Collected data entries
+-------+

PR #3283, opened 2026-08-19
fix(2fa): issue TOTP QR codes Google Authenticator can actually read

### LINKED ISSUE #3275: Two-Factor Authentication setup fails with "Invalid code" even when entering the correct code from Authenticator app
**Describe the bug**
When setting up Two-Factor Authentication (User Profile → Security → Two Factor Auth → Verify), scanning the QR code with Google Authenticator and entering the generated code results in "Invalid code" error, even after multiple attempts with the correct, current code from the authenticator app. This blocks 2FA setup entirely.

**To Reproduce**
1. Go to User Profile → Security → Two Factor Auth
2. Click "Verify" on an authenticator entry (e.g., "OneUptime...")
3. Scan the displayed QR code with Google Authenticator
4. Enter the 6-digit code shown in the authenticator app into the "Code" field
5. Click "Validate"
6. Observe "Invalid code" error
7. Repeat with a freshly generated code (after the previous one expired) — same result

**Expected behavior**
Entering the correct, current TOTP code from the authenticator app should successfully validate and enable Two-Factor Authentication.

**Screenshots**
(attach the screenshot showing the QR code, "Invalid code" error banner, and Validate button)

Image

 - OS: Windows
 - Browser: Chrome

+-------+

Copy the entries above exactly, leaving none out.

PR #3283, opened 2026-08-19
fix(2fa): issue TOTP QR codes Google Authenticator can actually read

### LINKED ISSUE #3275: Two-Factor Authentication setup fails with "Invalid code" even when entering the correct code from Authenticator app
**Describe the bug**
When setting up Two-Factor Authentication (User Profile → Security → Two Factor Auth → Verify), scanning the QR code with Google Authenticator and entering the generated code results in "Invalid code" error, even after multiple attempts with the correct, current code from the authenticator app. This blocks 2FA setup entirely.

**To Reproduce**
1. Go to User Profile → Security → Two Factor Auth
2. Click "Verify" on an authenticator entry (e.g., "OneUptime...")
3. Scan the displayed QR code with Google Authenticator
4. Enter the 6-digit code shown in the authenticator app into the "Code" field
5. Click "Validate"
6. Observe "Invalid code" error
7. Repeat with a freshly generated code (after the previous one expired) — same result

**Expected behavior**
Entering the correct, current TOTP code from the authenticator app should successfully validate and enable Two-Factor Authentication.

**Screenshots**
(attach the screenshot showing the QR code, "Invalid code" error banner, and Validate button)

Image

 - OS: Windows
 - Browser: Chrome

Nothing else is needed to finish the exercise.